In this post, I'll walk you through building a web scraper in Ruby on Rails. I'm assuming an intermediate skill level with Rails.
- Goal: I want to make a web scraper in a Rails app that runs indefinitely and can be scaled. Current stack app is running on: ROR/Heroku/Redis/Postgres. Idea: I was thinking of running a Sidekiq Job that runs every n minutes and checks if there are any proxies available to scrape with (these will be stored in a table with status sleeping/scraping).
- Ruby on Rails which is one of the most preferred web frameworks that enables one to write less code and prevent any kind of repetition. Features NokoGiri, HTTParty and Pry can enable you to set up your web scraper without any hassle.
- I'm looking to do some web scraping for my backend rails JSON API. After over 4 hours of research, I believe I'm in the clear legally, and am not restricted by the sites robots.txt. I know very little about web scraping. I know HTML, but that's about it. My experience with rails is limited to creating a backend API to serve a mobile client only.
you can a completed version of this project here
This application can be used to scrape job postings.

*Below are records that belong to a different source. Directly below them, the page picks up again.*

Issue #188, opened 2016-09-08
Upgrade Python in ansible or install modules to validate SSL


manthey:
I get the following error during vagrant provisioning:

```
==> default: fatal: [localhost]: FAILED! => {"changed": false, "failed": true, "msg": "Failed to validate the SSL certificate for deb.nodesource.com:443. Make sure your managed systems have a valid CA certificate installed. If the website serving the url uses SNI you need python >= 2.7.9 on your managed machine or you can install the `urllib3`, `pyopenssl`, `ndg-httpsclient`, and `pyasn1` python modules to perform SNI verification in python >= 2.6. You can use validate_certs=False if you do not need to confirm the servers identity but this is unsafe and not recommended. Paths checked for this platform: /etc/ssl/certs, /etc/pki/ca-trust/extracted/pem, /etc/pki/tls/certs, /usr/share/ca-certificates/cacert.org, /etc/ansible"}
```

👉 NEW Patreon: 👉 Subscribe For More Ruby Videos: https://www.youtube.com/channel/UCkoEStUK7wxmZef2DcPuCAQ?subconfirmation=1👉. A Web Scraper is a program that has the process of retrieving data from a website (this process is called “scraping”). So If you’ve ever copy and pasted information from a website, you’ve performed the same function as any web scraper, but manually.
Requirements
- ruby-2.1.1
- rails 4.1.1
- local instance of postgresql
Create new rails project
rails new jobscraper -d postgresql
Install gems
bundle install
Create Database
postgres -D /usr/local/pgsql/data
Rails Web Scraper Free
rake db:create
Create 'Job' Resource
rails g scaffold job title:string location:string link:text haveapplied:boolean company:string interested:boolean referred:string
Use scaffold generator to get .json API for free
rake db:migrate
Add Active Admin
add these lines to your Gemfile
rubygem 'devise'gem 'activeadmin', github: 'gregbell/active_admin'
and run
bundle install
Install ActiveAdmin
rails g active_admin:install
Register Jobs with ActiveAdmin
rails generate active_admin:resource job
Customize ActiveAdmin Jobs View
Add Rake Task
Rails Web Scraper Tutorial
rails generate task jobs fetch prune clean
Rails Web Scraper
If you run rake -T
you can see these tasks are registered with rake.rake jobs:clean # Delete all jobsrake jobs:fetch # Fill database with Job listingsrake jobs:prune # Delete Jobs that are older than 7 days
Open Source Web Scraper
Write custom nokogiri scripts to populate ActiveRecord attributes.